◆ **Problem details**: Locate the word "throw" in the entries below, then gather every line that holds it.

───── Records for this exercise ─────

PR #852, opened 2015-01-06
Improved error message when external schema cannot be found

mpscholten:
This improves the error message when you include an external schema which could not be found by propel. Currently you get the following error:

```
Warning: DOMDocument::load(): Empty string supplied as input
```

Now you get

```
Unable to find external schema 'my-external-schema.xml'
```

Propel applies `realpath` to the path given by the user. If `realpath` cannot resolve the given path it'll return `false`. Now `false` is given to `DOMDocument::load`, which logs a php warning because of invalid input.

### DIFF
--- a/src/Propel/Generator/Manager/AbstractManager.php
+++ b/src/Propel/Generator/Manager/AbstractManager.php
@@ -364,6 +364,10 @@ abstract class AbstractManager
 
             $externalSchema->parentNode->removeChild($externalSchema);
 
+            if (!is_readable($include)) {
+                throw new BuildException("External schema '$include' does not exist");
+            }
+
             $externalSchemaDom = new \DOMDocument('1.0', 'UTF-8');
             $externalSchemaDom->load(realpath($include));
 


src/Propel/Generator/Manager/AbstractManager.php
```diff
@@ -364,6 +364,11 @@ protected function includeExternalSchemas(\DOMDocument $dom, $srcDir)
 
             $externalSchema->parentNode->removeChild($externalSchema);
 
+            $path = realpath($include);
+            if (!$path) {
+                throw new BuildException("Unable to find external schema '$path'");
```
staabm: $include instead of $path

src/Propel/Generator/Manager/AbstractManager.php
```diff
@@ -364,6 +364,11 @@ protected function includeExternalSchemas(\DOMDocument $dom, $srcDir)
...
+            }
+
             $externalSchemaDom = new \DOMDocument('1.0', 'UTF-8');
             $externalSchemaDom->load(realpath($include));
```
staabm: $path instead of realpath($include)

src/Propel/Generator/Manager/AbstractManager.php
mpscholten: Thanks for pointing out :)

staabm:
Looks good, thx :+1:

src/Propel/Generator/Manager/AbstractManager.php
```diff
@@ -364,8 +364,13 @@ protected function includeExternalSchemas(\DOMDocument $dom, $srcDir)
 
             $externalSchema->parentNode->removeChild($externalSchema);
 
+            $path = realpath($include);
+            if (!$path) {
```
marcj: Why not just `file_exists` on `$include`? It resolves symlinks on its own.

staabm: Should we also check `is_readable`?

marcj: probably a good idea.

mpscholten: Doesn't `is_readable` without `file_exists` also works? `is_readable` basically includes `file_exists`

mpscholten:
> maybe add a unit test?

We don't have unit tests for this class at the moment. Not sure whether it's worth it to add them for this small change.

marcj:
I don't think its worth, but if you are incredible motivated, it won't hurt. :D

Sent from my iPhone

mpscholten:
Haha no. Just wanted to fix my php warning, and then thought this might be useful for other people to :)

mpscholten:
Just added `is_readable` as suggested. Could you take a look again?

src/Propel/Generator/Manager/AbstractManager.php
```diff
@@ -364,6 +364,10 @@ protected function includeExternalSchemas(\DOMDocument $dom, $srcDir)
 
             $externalSchema->parentNode->removeChild($externalSchema);
 
+            if (!is_readable($include)) {
+                throw new BuildException("Unable to find external schema '$include'");
```
staabm: "Either does not exist or is not readable"

mpscholten: Ok, just updated it

marcj:
Ok, cool, thanks! :smiley:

─────

◆ **Task answer**:
+                throw new BuildException("External schema '$include' does not exist");
+                throw new BuildException("Unable to find external schema '$path'");
+                throw new BuildException("Unable to find external schema '$include'");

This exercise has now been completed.